# Integration and natural log question

WolframAlpha is confusing me. I'm working on two different integral problems, and with each one, for some reason, Wolfram switches the signs of the answer.

1. http://www.wolframalpha.com/input/?i=integral+dx/(x^.5(x-1))
2. http://www.wolframalpha.com/input/?i=integral+(x-1)/(x^2-4)

For the first one, they get $\log[1 - \sqrt{x}] - \log[(1 + \sqrt{x})]$ (see under alternate forms, thats the one I'm using).
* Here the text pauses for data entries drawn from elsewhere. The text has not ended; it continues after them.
PR #6263, opened 2022-10-06
test(autofix): Unit tests for autofix printer

nmote:
This tests the autofix printer to make sure that it is lifting the original text from the target and fix_pattern where appropriate. Details are in the main comment in `Unit_autofix_printer.ml`.

This also refactors Unit_engine to pull out the code that runs Semgrep matching over some code and rule, so that it can be used here.

Test plan: Picked an arbitrary semgrep-core test and modify it to change the matching behavior. Ensure that `make test` fails. Change one of the new unit tests so that the output doesn't match. Ensure that `make test` fails.

PR checklist:

### DIFF
--- a/semgrep-core/src/engine/Unit_engine.mli
+++ b/semgrep-core/src/engine/Unit_engine.mli
@@ -4,3 +4,12 @@
    'dune utop' from any location.
 *)
 val tests : unit -> Testutil.test list
+
+(* Can be used from other test code to concisely run Semgrep *)
+val match_pattern :
+  lang:Lang.t ->
+  hook:(Pattern_match.t -> unit) ->
+  file:string ->
+  pattern:string ->
+  fix_pattern:string option ->
+  Pattern_match.t list
--- a/semgrep-core/src/fixing/tests/README.txt
+++ b/semgrep-core/src/fixing/tests/README.txt
@@ -1,0 +1,2 @@
+This is a separate directory to avoid a circular dependency with semgrep_engine,
+since we need to run the engine as part of the unit tests
--- a/semgrep-core/src/fixing/tests/Unit_autofix_printer.ml
+++ b/semgrep-core/src/fixing/tests/Unit_autofix_printer.ml
@@ -1,0 +1,124 @@
+open Common
+
+type autofix_printer_test_case = {
+  target : string;
+  pattern : string;
+  fix_pattern : string;
+  expected : string;
+}
+
+(* Test suite for the python autofix printer.
+ *
+ * This runs Semgrep to get a pattern match, then renders the fix. However, it
+ * feeds in fake strings for the target and fix pattern contents, so that we can
+ * test which parts were lifted from the original source and which parts were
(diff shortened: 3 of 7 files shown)


semgrep-core/src/engine/Unit_engine.mli
```diff
@@ -4,3 +4,12 @@
    'dune utop' from any location.
 *)
 val tests : unit -> Testutil.test list
+
+(* Can be used from other test code to concisely run Semgrep *)
+val match_patterns :
```
aryx: You can rename it to just match_pattern as you take just one single pattern.

semgrep-core/src/fixing/tests/README.txt
```diff
@@ -0,0 +1,2 @@
+This is a separate directory to avoid a circular dependency with semgrep_engine,
+since we need to run the engine as part of the unit tests
```
aryx, line 2: An alternative strategy to avoid the circular deps is to make Unit_autofix_printer takes an additional function called semgrep_engine and pass it in Test.ml which has access to all the modules.
I do that in matching/Unit_matcher.ml where the parser is passed as a string, to avoid having matching/ depending on parsing/

semgrep-core/src/fixing/tests/Unit_autofix_printer.ml
```diff
@@ -0,0 +1,105 @@
...
+          let before = Str.first_chars fake_target_contents start in
+          let after = Str.string_after fake_target_contents end_ in
+          before ^ fix_text ^ after
+        in
+        Alcotest.(check string) fix_pattern expected full_fixed_text)
+  in
+  List.iter check
+    [
+      (* TODO foobar should be lifted from the pattern *)
+      ("foobar", "foo", "foo", "foobar");
```
aryx: maybe we could define a record for those tests, so it's easier to remember what each tuple element correspond to.
Maybe short names like {expexted: "foobar"; tgt: "foo"; pat:"foo"; fix"foobar"}

semgrep-core/src/fixing/tests/Unit_autofix_printer.ml
```diff
@@ -0,0 +1,105 @@
...
+ * fixes tested there are correct.
+ *
+ * TODO generalize the test runner once we have multiple languages to test
+ *)
+let test_python_autofix_printer () =
+  let check (expected, target, pattern, fix_pattern) =
+    Common2.with_tmp_file ~str:target ~ext:"py" (fun target_file ->
+        (* Make a fake string to use when printing instead of the target. Fill
+         * it with 't' so that we can identify it in the final output. *)
+        let fake_target_contents = String.make (String.length target) 't' in
```
aryx: those locals could be moved closer to where they are used.

aryx (approved):

semgrep-core/src/fixing/tests/README.txt
nmote: I considered a scheme like this, and will make the change if you would like me to, but I feel like this is more maintainable.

However, I get: $\log[\sqrt{x}-1] - \log[(\sqrt{x}+1)]$ And so it differs by a sign, but its really bothering me, since I'm sure I'm doing it right. And the same applies to the second one:

They get: $3/4 \log(-x-2)+1/4 \log(x-2)$

I get: $3/4 \log(x+2)+1/4 \log(x-2)$

And so it differs by a sign again. (If this is a common mistake, then maybe you can point it out, but if this is just me and you can't see where I could have gone wrong, I can list my steps)

-

1. The (real) indefinite integral is actually different in $(0, 1)$ and in $(1, \infty)$. WolframAlpha gave you the answer in the first interval and your answer works for the second. (Remember that in the real numbers, the logarithm of a non-positive number is undefined.)
2. This time WolframAlpha's answer is not defined for any real $x$. Your answer works in $(2, \infty)$ but there is a different antiderivative in $(-2, 2)$ and yet another antiderivative in $(-\infty, -2)$.